What to do: Filter the data for "update" and copy matching lines.

Supplied records:
PR #11622, opened 2018-07-22
update ng-packagr to version 4

alan-agius4:
update `ng-packagr` to version 4

ng-packagr v4 requires that enableResourceInlining needs to be enabled for libraries that contain components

Exercise result:
update ng-packagr to version 4
update `ng-packagr` to version 4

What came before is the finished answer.